Electricity production from paddy soil in double chamber microbial fuel cells and isolation of the electroactive bacteria involved

Microbial fuel cells have recently garnered attention due to the growing interest in producing sustainable energy. Submerged paddy soil creates an environment with low levels of oxygen, known as microaerophilic, and contains a significant amount of organic matter. Consequently, it prevents the decomposition of organic materials and retards their decomposition. Diversification of EAB may differ based on the type of medium used. Hence, this study aimed to construct functional DMFCs using a salt bridge design and isolate EAB from paddy soil enriched in DMFCs. Soil samples were collected from a specific paddy field from Machang, Kelantan, enrichment of the paddy soil in MFCs, soil DNA extraction, isolation and cultivation of bacteria, and characterization of the bacteria using biochemical tests. Functionality of DMFCs could be observed by observing the colour changes of potassium ferricyanide due to the reduction process.
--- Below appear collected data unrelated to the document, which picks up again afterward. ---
PR #31, opened 2016-02-17
jsparser requires uglify-js if nodejs is detected

Plaristote:
Introduces a condition, making our jsparse function use a globally defined "parse" function when run from a web browser, and requiring uglify-js when run by nodejs.

This change is required for the `gulp-qmlweb` package to work.


ChALkeR:
LGTM, merging.

Note that this is not the only required change, though — to be useful as an module we should actually export something.

PR #36, opened 2016-02-18
package.json improvements: explicitly list files, add repo field.

ChALkeR:
Explicitly listing files is one of two ways of overriding `.gitignore` if we put `lib/` there, another one would be to maintain an `.npmignore` that is equal to `.gitignore` minus the `lib/`, but that would be inconvenvient and would affect the `.gitignore` merges, perhaps.

This also ensures that no unexpected files are packaged (note that there are no directories listed, only glob patters with file extensions).

`tests` and `src` are packages purposely, I think that those should be always coupled with the built lib, also note that `src` could be used directly atm.

Including the `repository` field should give us a link to the repository, issues, and pull requests at the npm package page.

### DIFF
--- a/package.json
+++ b/package.json
@@ -3,6 +3,7 @@
   "version": "0.0.4",
   "description": "QML port to Javascript",
   "license": "BSD",
+  "repository": "qmlweb/qmlweb",
   "devDependencies": {
     "gulp": "^3.6.2",
     "gulp-concat": "^2.1.7",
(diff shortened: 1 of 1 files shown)


Plaristote:
I wonder if we really need to import qml files from `src/`, but I assume that in the future, we may provide some elements written directly in qml, and they'd be stored in src. If that's the point, everything here looks good to me.

ChALkeR:
@Plaristote Yes, that was the plan — to split the compiler and elements, and to write some elements in QML.

Merging.

PR #47, opened 2016-02-19
TextInput: fallback to password for NoEcho, PasswordEchoOnEdit

ChALkeR:
This is done instead of merging 8c6ec044d51cdd8cc19bd7e521616149bc4f6f09, because most part of that is already implemented in a different way.

### DIFF
--- a/src/qtcore/qml/elements/QtQuick/TextInput.js
+++ b/src/qtcore/qml/elements/QtQuick/TextInput.js
@@ -49,6 +49,14 @@ registerQmlType({
           case TextInput.Password:
             this.dom.firstChild.type = "password";
             break ;
+          case TextInput.NoEcho:
+            // Not supported, use password, that's nearest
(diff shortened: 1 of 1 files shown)


Plaristote:
Looks good to me

henrikrudstrom:
LGTM
@Plaristote im open for `options` or adding a 5th parameter, but that should be a separate PR

akreuzkamp:
lgtm

Plaristote:
LGTM.
PR #78 can make the `options` a reality if we all agree that's how createSimpleProperty should behave.

ChALkeR:
@Plaristote I don't see anything in this PR that uses the default parameter.

ChALkeR:
@Plaristote Ah, actually that was in the initial commit by @akreuzkamp. I see. Missed that, thanks for noticing!

PR #50, opened 2016-02-19
Use karma, add Coveralls integration.

### LINKED ISSUE #40: Code coverage analysis
We should probably integrate with [Coveralls](https://coveralls.io/github/qmlweb/qmlweb) to get code coverage analysis reports and badge.

Istanbul should generate the coverage output files.

ChALkeR:
This gives us crude coverage analysis.
It's based on a single file atm (`lib/qt.js`), that has to be fixed later.
Another related problem is that it also analyzes the bundled `uglify-js` code.

There are several ways of fixing that, but that could be done in follow-up PRs.

This (sort of) fixes #40.

### DIFF
--- a/.gitignore
+++ b/.gitignore
@@ -1,5 +1,6 @@
 node_modules/
 lib/
+coverage/
 tmp/
 build/
 *~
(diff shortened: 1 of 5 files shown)


ChALkeR:
/cc @qmlweb/collaborators I want this reviewed.
It doesn't give us detailed analysis yet (that will follow), but it does give us an overall percentage.
Some more info is available in the `coverage` folder after running `npm test` locally.

henrikrudstrom:
That worked much better, had trouble getting gulp-jasmine-phantom to work, and it didnt seem so active.

ChALkeR:
@henrikrudstrom Should I treat this as a review? =)

ChALkeR:
Note that internally this still uses the same testing framework, Jasmine.

henrikrudstrom:
if you want. Im no expert on testing, but this works out of the box and seems much more active, only thing i miss is the green text saying which tests passed...

ChALkeR:
No objections, merging.
This is just toolchain changes and do not break the actual code, so I'm confident in this.

ChALkeR:
@henrikrudstrom 
> only thing i miss is the green text saying which tests passed...

When there will be many tests, it would be noisy. It outputs tests that fail =).

PR #53, opened 2016-02-20
Add basic elements tests

ChALkeR:
This requires #50 and is based upon it, so that should land first.

This increases our tests coverage from 12.11% to ~~23.92%~~ 24.49%. =)

PR #54, opened 2016-02-20
tests: Add render tests support

ChALkeR:
This branch requires #53 and is based on it.

This commit adds basic render tests support.

No js required for new tests, all paired `.qml`/`.png` files from the `tests/Render/` directory subdirectories are treated as render tests. This renders each `.qml` file from there and compares it with a corresponding `.png` file.

Running with `QMLWEB_SAVE_RENDER=1` env var will also dump all the renders to the `./tmp/render` dir (created automatically, if needed).


ChALkeR:
No objections raised, merging.
This is just toolchain change and does not break (or touch) the actual code, so I'm confident in this.

PR #55, opened 2016-02-20
Language tests and context fix 

henrikrudstrom:
Added some simple language tests, found an error where only the root object had its $context property set, but not its children. 
applied 9d4c4cf14fded5c4dcbc499fb7f4d862a66a988e from kde-master to make the test pass.

also added gulp task karma-debug that launches a debugger in chrome/chromium

### DIFF
--- a/.gitignore
+++ b/.gitignore
@@ -1,5 +1,6 @@
 node_modules/
 lib/
+coverage/
 tmp/
 build/
 *~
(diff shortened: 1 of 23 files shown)


ChALkeR:
This should be rebased now.

henrikrudstrom:
replaced by #63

Remarkable improvement in power density during the experiment, notably in the second enrichment setup, showed a very significant difference with a 40-fold increment. Maximum value of power density for first enrichment setup was 22.300 W/m2 while the second enrichment setup was 1208.830 W/m². This study reported three bacterial strains (MC-1, MC-2, and MC-3) were isolated from the second DMFCs. In conclusion, EAB from paddy soil can generate electricity and significantly contributes to advancing our comprehension of EAB behavior in paddy soil within the flooded habitat. These findings highlight the potential of paddy soil as a resource for sustainable energy production through microbial fuel cell technology.